▸ Problem to solve
Restate the data that follows exactly as it stands, beginning with the first line and ending with the line that contains "Note that I".

[Saved entries]
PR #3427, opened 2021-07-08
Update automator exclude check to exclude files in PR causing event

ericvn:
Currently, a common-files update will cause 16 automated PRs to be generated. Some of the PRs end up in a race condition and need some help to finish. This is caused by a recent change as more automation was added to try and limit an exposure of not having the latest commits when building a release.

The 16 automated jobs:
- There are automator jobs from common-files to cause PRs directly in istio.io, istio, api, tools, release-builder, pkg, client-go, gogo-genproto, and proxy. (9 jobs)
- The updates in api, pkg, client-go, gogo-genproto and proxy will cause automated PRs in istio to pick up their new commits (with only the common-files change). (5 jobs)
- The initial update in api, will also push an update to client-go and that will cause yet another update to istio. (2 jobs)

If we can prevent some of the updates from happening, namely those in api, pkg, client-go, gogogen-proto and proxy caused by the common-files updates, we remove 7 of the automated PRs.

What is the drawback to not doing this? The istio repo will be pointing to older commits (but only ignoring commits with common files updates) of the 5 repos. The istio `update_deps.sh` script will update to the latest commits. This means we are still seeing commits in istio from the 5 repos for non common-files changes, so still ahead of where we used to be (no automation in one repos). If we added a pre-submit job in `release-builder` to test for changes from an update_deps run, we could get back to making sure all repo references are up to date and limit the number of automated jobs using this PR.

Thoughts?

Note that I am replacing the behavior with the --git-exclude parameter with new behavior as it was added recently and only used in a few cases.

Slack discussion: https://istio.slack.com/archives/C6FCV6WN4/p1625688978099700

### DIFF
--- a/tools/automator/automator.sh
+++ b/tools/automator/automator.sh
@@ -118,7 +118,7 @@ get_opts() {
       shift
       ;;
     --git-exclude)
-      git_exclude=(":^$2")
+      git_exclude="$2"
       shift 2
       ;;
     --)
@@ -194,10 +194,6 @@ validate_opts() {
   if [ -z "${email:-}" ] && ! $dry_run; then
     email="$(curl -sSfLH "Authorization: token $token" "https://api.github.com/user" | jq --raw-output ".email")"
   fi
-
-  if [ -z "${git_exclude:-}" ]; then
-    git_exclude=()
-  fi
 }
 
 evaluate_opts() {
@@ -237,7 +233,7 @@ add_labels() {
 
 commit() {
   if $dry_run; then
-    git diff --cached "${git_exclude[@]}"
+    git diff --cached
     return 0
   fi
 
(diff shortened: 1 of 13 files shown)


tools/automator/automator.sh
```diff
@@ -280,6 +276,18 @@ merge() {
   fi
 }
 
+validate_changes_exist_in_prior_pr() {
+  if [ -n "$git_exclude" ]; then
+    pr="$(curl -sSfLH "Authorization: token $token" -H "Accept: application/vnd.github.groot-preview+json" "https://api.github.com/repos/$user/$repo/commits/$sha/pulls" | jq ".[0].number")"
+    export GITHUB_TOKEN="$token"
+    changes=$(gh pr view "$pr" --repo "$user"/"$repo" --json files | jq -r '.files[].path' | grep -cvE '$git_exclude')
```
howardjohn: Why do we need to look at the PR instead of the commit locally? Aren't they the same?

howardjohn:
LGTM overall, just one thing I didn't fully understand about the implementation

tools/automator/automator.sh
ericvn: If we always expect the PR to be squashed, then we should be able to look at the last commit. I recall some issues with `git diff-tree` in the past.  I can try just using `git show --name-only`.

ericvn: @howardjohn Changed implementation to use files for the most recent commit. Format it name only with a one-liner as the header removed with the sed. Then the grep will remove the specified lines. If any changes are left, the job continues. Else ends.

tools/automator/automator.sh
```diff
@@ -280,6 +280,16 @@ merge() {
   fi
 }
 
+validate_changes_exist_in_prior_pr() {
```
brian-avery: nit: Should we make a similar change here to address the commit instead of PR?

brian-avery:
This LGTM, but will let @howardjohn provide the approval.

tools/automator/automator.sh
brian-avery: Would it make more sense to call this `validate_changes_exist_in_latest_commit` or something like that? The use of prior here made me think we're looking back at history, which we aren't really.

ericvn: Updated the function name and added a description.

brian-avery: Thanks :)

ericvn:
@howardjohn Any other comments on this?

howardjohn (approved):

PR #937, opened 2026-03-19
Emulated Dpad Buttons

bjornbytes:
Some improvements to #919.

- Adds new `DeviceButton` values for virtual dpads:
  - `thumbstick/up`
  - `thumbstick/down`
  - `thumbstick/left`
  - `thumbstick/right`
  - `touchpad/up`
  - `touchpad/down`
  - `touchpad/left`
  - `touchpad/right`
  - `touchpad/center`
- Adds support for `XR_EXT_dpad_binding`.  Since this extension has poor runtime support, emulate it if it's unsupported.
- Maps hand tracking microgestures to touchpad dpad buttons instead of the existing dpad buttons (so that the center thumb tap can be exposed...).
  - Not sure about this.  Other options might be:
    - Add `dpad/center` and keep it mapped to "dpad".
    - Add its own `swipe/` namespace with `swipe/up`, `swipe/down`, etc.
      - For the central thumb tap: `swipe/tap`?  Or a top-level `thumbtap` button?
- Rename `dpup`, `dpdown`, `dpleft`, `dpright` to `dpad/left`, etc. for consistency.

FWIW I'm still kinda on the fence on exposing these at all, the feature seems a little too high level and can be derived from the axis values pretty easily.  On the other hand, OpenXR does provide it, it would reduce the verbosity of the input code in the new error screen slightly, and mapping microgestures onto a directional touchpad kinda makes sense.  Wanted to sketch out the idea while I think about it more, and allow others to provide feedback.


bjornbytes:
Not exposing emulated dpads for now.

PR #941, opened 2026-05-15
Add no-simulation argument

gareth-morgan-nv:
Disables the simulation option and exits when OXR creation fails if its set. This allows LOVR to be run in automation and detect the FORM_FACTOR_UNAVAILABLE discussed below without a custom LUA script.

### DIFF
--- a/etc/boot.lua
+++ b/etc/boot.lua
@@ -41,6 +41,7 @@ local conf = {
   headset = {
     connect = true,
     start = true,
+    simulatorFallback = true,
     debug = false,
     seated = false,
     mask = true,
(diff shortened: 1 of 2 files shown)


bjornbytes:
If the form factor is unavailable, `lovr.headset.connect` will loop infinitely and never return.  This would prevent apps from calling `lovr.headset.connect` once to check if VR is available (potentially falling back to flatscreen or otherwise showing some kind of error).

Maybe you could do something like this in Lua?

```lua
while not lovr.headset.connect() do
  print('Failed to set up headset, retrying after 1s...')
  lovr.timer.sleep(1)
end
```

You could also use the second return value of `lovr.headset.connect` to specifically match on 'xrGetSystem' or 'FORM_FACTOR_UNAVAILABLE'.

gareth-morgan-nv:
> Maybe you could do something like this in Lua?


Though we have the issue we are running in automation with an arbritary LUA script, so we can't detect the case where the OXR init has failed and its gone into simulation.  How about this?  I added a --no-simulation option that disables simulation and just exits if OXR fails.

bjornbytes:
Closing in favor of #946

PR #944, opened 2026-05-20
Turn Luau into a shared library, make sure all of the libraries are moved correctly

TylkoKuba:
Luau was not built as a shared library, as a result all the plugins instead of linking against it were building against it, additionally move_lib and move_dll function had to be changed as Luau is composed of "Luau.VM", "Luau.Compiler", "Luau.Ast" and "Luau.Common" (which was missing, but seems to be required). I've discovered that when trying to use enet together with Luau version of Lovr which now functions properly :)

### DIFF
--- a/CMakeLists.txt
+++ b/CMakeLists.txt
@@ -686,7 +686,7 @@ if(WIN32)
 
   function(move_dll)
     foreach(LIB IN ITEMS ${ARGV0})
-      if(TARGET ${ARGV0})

▸ Final answer
PR #3427, opened 2021-07-08
Update automator exclude check to exclude files in PR causing event

ericvn:
Currently, a common-files update will cause 16 automated PRs to be generated. Some of the PRs end up in a race condition and need some help to finish. This is caused by a recent change as more automation was added to try and limit an exposure of not having the latest commits when building a release.

The 16 automated jobs:
- There are automator jobs from common-files to cause PRs directly in istio.io, istio, api, tools, release-builder, pkg, client-go, gogo-genproto, and proxy. (9 jobs)
- The updates in api, pkg, client-go, gogo-genproto and proxy will cause automated PRs in istio to pick up their new commits (with only the common-files change). (5 jobs)
- The initial update in api, will also push an update to client-go and that will cause yet another update to istio. (2 jobs)

If we can prevent some of the updates from happening, namely those in api, pkg, client-go, gogogen-proto and proxy caused by the common-files updates, we remove 7 of the automated PRs.

What is the drawback to not doing this? The istio repo will be pointing to older commits (but only ignoring commits with common files updates) of the 5 repos. The istio `update_deps.sh` script will update to the latest commits. This means we are still seeing commits in istio from the 5 repos for non common-files changes, so still ahead of where we used to be (no automation in one repos). If we added a pre-submit job in `release-builder` to test for changes from an update_deps run, we could get back to making sure all repo references are up to date and limit the number of automated jobs using this PR.

Thoughts?

Note that I am replacing the behavior with the --git-exclude parameter with new behavior as it was added recently and only used in a few cases.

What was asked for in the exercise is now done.